Travis Green avait plusieurs messages à livrer à ses joueurs après la défaite en deuxième période de prolongation du côté de Raleigh, lundi soir.
« Je crois que nous avons joué tout un match. Nous n’allons pas nous mentir. Ce sont des défaites qui font mal. Il faut accepter de vivre avec cette douleur », a dit Green aux représentants des médias, mardi après-midi, à Ottawa.
« Quand on pourchasse un prix aussi prestigieux que la coupe Stanley et qu’on perd un match comme celui-là, ça fait mal. C’est normal que ça fasse mal. Nous avons quelques jours pour nous ressaisir, pas juste physiquement, mais mentalement aussi. Après une défaite comme celle-là, c’est important. Nous avons été meilleurs dans le match numéro 2 que dans le match numéro 1. Il faudra être meilleurs, encore, dans le match numéro 3. »
Onze joueurs des Sénateurs ont atteint de nouveaux sommets en terme de temps passé sur la glace ans la défaite : Jake Sanderson (quarante-trois minutes et six secondes), Thomas Chabot (40:50), Jordan Spence (39:01), Nikolas Matinpalo (31:03), Tim Stützle (29:05), Brady Tkachuk (28:17), Shane Pinto (28:17), Drake Batherson (27:33), Dylan Cozens (27:25), Ridly Greig (27:09) et Michael Amadio (24:43).
« Je ne pouvais pas me contenter d’utiliser seulement quatre défenseurs. Je ne voulais pas non plus regarder les statistiques pour voir le temps de glace de Chabot et Sanderson. Je ne l’ai toujours pas fait. Il faut savoir bien utiliser notre troisième duo défensif. Nolan Baumgartner a fait du bon travail en ce sens », dit Green.

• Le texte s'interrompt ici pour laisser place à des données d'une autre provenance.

PR #1757, opened 2026-09-08
fix(bridge): decode every batch row in generate_stream

### LINKED ISSUE #1756: [Bug Report] generate_stream(return_type="str") decodes only the first sequence of a batch
**Describe the bug**

`TransformerBridge.generate_stream(..., return_type="str")` decodes only row 0 of the batch:

```python
def _maybe_decode(tokens: torch.Tensor) -> Union[torch.Tensor, str]:
    if return_type == "str":
        assert self.tokenizer is not None
        return self.tokenizer.decode(tokens[0], skip_special_tokens=True)
    return tokens
```

So a batched stream yields a single string — the first sequence's text — and every other row of the batch is silently unreachable. The generation loop itself is fine (all rows are generated, and `return_type="tokens"` yields the full `[batch, seq_len]` tensor); only the decode step drops them.

This diverges from `generate()`, which decodes each row and unwraps a one-row batch:

```python
decoded_texts = [
    self.tokenizer.decode(tokens, skip_special_tokens=True) for tokens in output_tokens
]
result = decoded_texts[0] if len(decoded_texts) == 1 else decoded_texts
```

Single-string / single-row streaming is unaffected, which is why the existing coverage (`tests/acceptance/model_bridge/test_generate_stream.py::test_stream_returns_strings`) passes.

**Code example**

```python

bridge = TransformerBridge.boot_transformers("distilgpt2", device="cpu")
prompts = ["The capital of France is", "My favourite colour is"]

print(bridge.generate(prompts, max_new_tokens=4, do_sample=False, verbose=False))
for chunk in bridge.generate_stream(prompts, max_new_tokens=4, do_sample=False, verbose=False):
    print(repr(chunk))
```

Actual:

```
['The capital of France is the capital of the', 'My favourite colour is the red. I']   # generate()
'The capital of France is the capital of the'                                          # generate_stream()
```

Expected — one string per batch row, matching `generate()`:

```
['The capital of France is the capital of the', 'My favourite colour is the red. I']
```

**System Info**

* Installed from source (`uv sync`), branch at `dev` (b652cfa8)
* Windows 11; nothing platform-specific — this is the plain CPU path
* Python 3.12

**Additional context**

Fix: decode every row and keep the `generate()` unwrap convention (bare string for a one-row batch, `list[str]` otherwise), widening the yield type to `Generator[Union[torch.Tensor, str, List[str]], None, None]`.

`HookedTransformer.generate_stream` does not share this bug — it never decodes at all and always yields tensors, even for `return_type="str"`. That is a separate inconsistency; this issue is Bridge-only, so no mirroring change is required.

I have a fix with unit + integration coverage and will open a PR against `dev`.

### Checklist

emerardd:
# Description

`TransformerBridge.generate_stream(..., return_type="str")` decoded `tokens[0]` only, so a batched stream yielded the first sequence's text and the rest of the batch was unreachable. Generation itself was fine — all rows are produced, and `return_type="tokens"` yields the full `[batch, seq_len]` tensor — only the decode step dropped them.

This decodes every row and keeps `generate()`'s unwrap convention: a bare string for a one-row batch, one string per row otherwise. The yield type widens to `Generator[Union[torch.Tensor, str, List[str]], None, None]`.

```python
prompts = ["The capital of France is", "My favourite colour is"]
bridge.generate(prompts, max_new_tokens=4, do_sample=False, verbose=False)
# ['The capital of France is the capital of the', 'My favourite colour is the red. I']
```

| `generate_stream(prompts, ...)` | Before | After |
| --- | --- | --- |
| yield | `'The capital of France is the capital of the'` | `['The capital of France is the capital of the', 'My favourite colour is the red. I']` |

Single-string and single-row streaming are unchanged, which is why `tests/acceptance/model_bridge/test_generate_stream.py::test_stream_returns_strings` passed throughout.

`HookedTransformer.generate_stream` does not share the bug — it never decodes and always yields tensors, even for `return_type="str"`. That is a separate inconsistency, so no mirroring change ([AGENTS.md §2](https://github.com/TransformerLensOrg/TransformerLens/blob/dev/AGENTS.md#2-two-systems-live-in-this-repo)) is required here.

Fixes #1756

## Type of change

# Checklist:

Tests added — both fail on `dev` and pass with the fix:

- `tests/unit/model_bridge/test_generate_stream_batch_decode.py` — stubbed token stream, no model load; pins the batched `list[str]` yield and the single-row bare-string unwrap.
- `tests/integration/model_bridge/test_generate_stream_batched.py` — distilgpt2 end-to-end; each yield carries one string per prompt and the first yield echoes each row's own prompt.

### DIFF
--- a/tests/integration/model_bridge/test_generate_stream_batched.py
+++ b/tests/integration/model_bridge/test_generate_stream_batched.py
@@ -1,0 +1,48 @@
+"""Batched ``generate_stream(return_type="str")`` decodes every row of the batch.
+
+The streaming decoder used to decode ``tokens[0]`` only, so a batched call
+yielded the first sequence's text for the whole batch and the other rows were
+never observable. See ``generate()``, which decodes each row and unwraps a
+single-row batch — ``generate_stream`` now matches that contract.
+"""
+
+PROMPTS = ["The capital of France is", "My favourite colour is"]
+
+
+def test_batched_stream_yields_one_string_per_row(distilgpt2_bridge):
+    chunks = list(
+        distilgpt2_bridge.generate_stream(
+            PROMPTS,
+            max_new_tokens=4,
+            max_tokens_per_yield=2,
+            do_sample=False,
+            verbose=False,
+            return_type="str",
+        )
+    )
+
+    assert chunks, "expected at least one yield"
+    for chunk in chunks:
+        assert isinstance(chunk, list)
+        assert len(chunk) == len(PROMPTS)
+        assert all(isinstance(text, str) for text in chunk)
+
+    # The first yield carries the input tokens, so each row must echo its own prompt.
+    for prompt, streamed in zip(PROMPTS, chunks[0]):
+        assert prompt in streamed
+
+
+def test_single_prompt_stream_stays_a_bare_string(distilgpt2_bridge):
+    """A one-element batch keeps the scalar contract shared with generate()."""
+    chunks = list(
+        distilgpt2_bridge.generate_stream(
+            [PROMPTS[0]],
+            max_new_tokens=2,
+            do_sample=False,
+            verbose=False,
+            return_type="str",
+        )
+    )
+
+    assert chunks
+    assert all(isinstance(chunk, str) for chunk in chunks)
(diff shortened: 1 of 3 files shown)


jlarson4:
Great work on this @emerardd! Assuming Full Code Coverage passes, I will merge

« Ça représente beaucoup. Quand on regarde Chabby, on a l’impression qu’il pourrait patiner éternellement sans se fatiguer. C’est la même chose pour Sandy. Ce sont deux très bons patineurs. Dans le hockey rude et exigeant des séries, c’est quand même un exploit. Je leur lève mon chapeau. »
Green a également réitéré certains des points qu’il avait soulevés lundi soir après le match concernant les aspects à améliorer pour l’équipe alors que la série se déplace à Ottawa.
« Les deux équipes commettent des erreurs. Le hockey c’est un jeu d’erreurs. On ne joue jamais à la perfection, mais on peut pousser l’adversaire à commettre des erreurs grâce à notre propre jeu. Cela ne signifie pas qu’il y ait une faille dans leur jeu, ni qu’il y en ait une dans le nôtre », a déclaré Green.
« Cela signifie qu’une des équipes fait de bonnes choses, et qu’il faut généralement en faire deux, trois, voire quatre pour se créer une occasion de marquer, ou bien que quelqu’un a commis une grosse erreur, ce qui arrive souvent. Et là, il faut en profiter. »
Les Sénateurs espèrent avoir un peu plus de chance avec la rondelle au Centre Canadian Tire. Bien qu’ils n’aient marqué que deux buts en plus de 150 minutes de jeu jusqu’à présent dans la série, ils ont eu de nombreuses occasions qui ont dépassé le gardien des Hurricanes, Frederik Andersen, mais qui ont été repoussées hors de la zone de but ou ont frappé un poteau.
« Quand on perd, on perd. Nous avons fait du bon travail, tout au long de la saison, quand venait le temps d’oublier les victoires et les défaites. C’est juste une autre soirée qu’il faut oublier », dit Green.
« Après une défaite comme celle-là, il est facile de sombrer dans des pensées négatives. Quand le temps file, on comprend que nous avons fait de bonnes choses dans ce match. On aurait facilement pu l’emporter. Le match s’est décidé sur un coup de dés. Après deux matchs consécutifs sur la route, nous serons contents de retrouver notre domicile. »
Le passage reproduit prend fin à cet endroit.